[Collected data entries]

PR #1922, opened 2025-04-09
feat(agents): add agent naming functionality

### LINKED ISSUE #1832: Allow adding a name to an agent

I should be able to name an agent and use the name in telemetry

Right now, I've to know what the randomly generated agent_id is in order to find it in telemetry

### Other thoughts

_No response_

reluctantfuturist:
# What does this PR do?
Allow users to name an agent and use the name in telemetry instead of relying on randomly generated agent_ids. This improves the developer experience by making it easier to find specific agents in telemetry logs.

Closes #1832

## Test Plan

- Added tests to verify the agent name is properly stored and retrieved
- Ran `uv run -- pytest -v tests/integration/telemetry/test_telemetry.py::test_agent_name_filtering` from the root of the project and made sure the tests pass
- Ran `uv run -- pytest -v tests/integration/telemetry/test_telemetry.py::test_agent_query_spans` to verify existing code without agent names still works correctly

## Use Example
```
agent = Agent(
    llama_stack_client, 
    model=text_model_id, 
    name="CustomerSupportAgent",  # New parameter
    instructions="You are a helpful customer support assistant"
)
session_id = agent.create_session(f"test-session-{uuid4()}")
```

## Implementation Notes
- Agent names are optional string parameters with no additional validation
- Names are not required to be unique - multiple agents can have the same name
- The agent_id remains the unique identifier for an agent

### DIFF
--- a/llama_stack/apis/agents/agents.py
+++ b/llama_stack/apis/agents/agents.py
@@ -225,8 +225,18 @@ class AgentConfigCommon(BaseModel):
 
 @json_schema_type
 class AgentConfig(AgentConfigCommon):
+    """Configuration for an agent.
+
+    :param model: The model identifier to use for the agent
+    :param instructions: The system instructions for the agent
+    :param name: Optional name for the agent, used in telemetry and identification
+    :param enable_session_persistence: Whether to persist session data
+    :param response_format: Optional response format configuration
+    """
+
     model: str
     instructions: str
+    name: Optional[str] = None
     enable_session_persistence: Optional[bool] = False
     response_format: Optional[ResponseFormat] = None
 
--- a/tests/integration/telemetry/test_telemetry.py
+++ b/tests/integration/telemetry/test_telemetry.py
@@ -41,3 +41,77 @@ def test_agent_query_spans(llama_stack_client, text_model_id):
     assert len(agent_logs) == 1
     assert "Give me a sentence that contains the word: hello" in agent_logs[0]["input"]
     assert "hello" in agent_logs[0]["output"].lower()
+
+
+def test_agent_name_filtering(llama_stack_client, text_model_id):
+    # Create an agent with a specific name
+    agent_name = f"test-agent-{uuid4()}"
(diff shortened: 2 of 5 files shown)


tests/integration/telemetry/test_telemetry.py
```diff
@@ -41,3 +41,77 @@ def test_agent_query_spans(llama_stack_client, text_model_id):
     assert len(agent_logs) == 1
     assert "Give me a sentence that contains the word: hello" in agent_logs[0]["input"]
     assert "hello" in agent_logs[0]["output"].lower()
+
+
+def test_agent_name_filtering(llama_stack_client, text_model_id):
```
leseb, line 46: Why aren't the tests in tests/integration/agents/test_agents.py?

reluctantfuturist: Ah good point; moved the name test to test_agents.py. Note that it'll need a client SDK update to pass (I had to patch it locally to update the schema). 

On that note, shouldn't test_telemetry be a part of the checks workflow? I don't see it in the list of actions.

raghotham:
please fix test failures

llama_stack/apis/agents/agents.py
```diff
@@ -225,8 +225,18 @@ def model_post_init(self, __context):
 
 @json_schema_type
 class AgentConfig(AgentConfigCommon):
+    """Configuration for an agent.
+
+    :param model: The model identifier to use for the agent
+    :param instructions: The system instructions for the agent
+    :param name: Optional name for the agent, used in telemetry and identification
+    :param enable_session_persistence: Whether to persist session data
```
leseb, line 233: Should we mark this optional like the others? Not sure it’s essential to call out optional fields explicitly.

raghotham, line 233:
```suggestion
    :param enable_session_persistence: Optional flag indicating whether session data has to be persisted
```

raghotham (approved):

INSTRUCTIONS TO FOLLOW:
Retype each record, matching it exactly.

RESULT OF THIS TASK:
PR #1922, opened 2025-04-09
feat(agents): add agent naming functionality

### LINKED ISSUE #1832: Allow adding a name to an agent

I should be able to name an agent and use the name in telemetry

Right now, I've to know what the randomly generated agent_id is in order to find it in telemetry

### Other thoughts

_No response_

reluctantfuturist:
# What does this PR do?
Allow users to name an agent and use the name in telemetry instead of relying on randomly generated agent_ids. This improves the developer experience by making it easier to find specific agents in telemetry logs.

Closes #1832

## Test Plan

- Added tests to verify the agent name is properly stored and retrieved
- Ran `uv run -- pytest -v tests/integration/telemetry/test_telemetry.py::test_agent_name_filtering` from the root of the project and made sure the tests pass
- Ran `uv run -- pytest -v tests/integration/telemetry/test_telemetry.py::test_agent_query_spans` to verify existing code without agent names still works correctly

## Use Example
```
agent = Agent(
    llama_stack_client, 
    model=text_model_id, 
    name="CustomerSupportAgent",  # New parameter
    instructions="You are a helpful customer support assistant"
)
session_id = agent.create_session(f"test-session-{uuid4()}")
```

## Implementation Notes
- Agent names are optional string parameters with no additional validation
- Names are not required to be unique - multiple agents can have the same name
- The agent_id remains the unique identifier for an agent

### DIFF
--- a/llama_stack/apis/agents/agents.py
+++ b/llama_stack/apis/agents/agents.py
@@ -225,8 +225,18 @@ class AgentConfigCommon(BaseModel):
 
 @json_schema_type
 class AgentConfig(AgentConfigCommon):
+    """Configuration for an agent.
+
+    :param model: The model identifier to use for the agent
+    :param instructions: The system instructions for the agent
+    :param name: Optional name for the agent, used in telemetry and identification
+    :param enable_session_persistence: Whether to persist session data
+    :param response_format: Optional response format configuration
+    """
+
     model: str
     instructions: str
+    name: Optional[str] = None
     enable_session_persistence: Optional[bool] = False
     response_format: Optional[ResponseFormat] = None
 
--- a/tests/integration/telemetry/test_telemetry.py
+++ b/tests/integration/telemetry/test_telemetry.py
@@ -41,3 +41,77 @@ def test_agent_query_spans(llama_stack_client, text_model_id):
     assert len(agent_logs) == 1
     assert "Give me a sentence that contains the word: hello" in agent_logs[0]["input"]
     assert "hello" in agent_logs[0]["output"].lower()
+
+
+def test_agent_name_filtering(llama_stack_client, text_model_id):
+    # Create an agent with a specific name
+    agent_name = f"test-agent-{uuid4()}"
(diff shortened: 2 of 5 files shown)


tests/integration/telemetry/test_telemetry.py
```diff
@@ -41,3 +41,77 @@ def test_agent_query_spans(llama_stack_client, text_model_id):
     assert len(agent_logs) == 1
     assert "Give me a sentence that contains the word: hello" in agent_logs[0]["input"]
     assert "hello" in agent_logs[0]["output"].lower()
+
+
+def test_agent_name_filtering(llama_stack_client, text_model_id):
```
leseb, line 46: Why aren't the tests in tests/integration/agents/test_agents.py?

reluctantfuturist: Ah good point; moved the name test to test_agents.py. Note that it'll need a client SDK update to pass (I had to patch it locally to update the schema). 

On that note, shouldn't test_telemetry be a part of the checks workflow? I don't see it in the list of actions.

raghotham:
please fix test failures

llama_stack/apis/agents/agents.py
```diff
@@ -225,8 +225,18 @@ def model_post_init(self, __context):
 
 @json_schema_type
 class AgentConfig(AgentConfigCommon):
+    """Configuration for an agent.
+
+    :param model: The model identifier to use for the agent
+    :param instructions: The system instructions for the agent
+    :param name: Optional name for the agent, used in telemetry and identification
+    :param enable_session_persistence: Whether to persist session data
```
leseb, line 233: Should we mark this optional like the others? Not sure it’s essential to call out optional fields explicitly.

raghotham, line 233:
```suggestion
    :param enable_session_persistence: Optional flag indicating whether session data has to be persisted
```

raghotham (approved):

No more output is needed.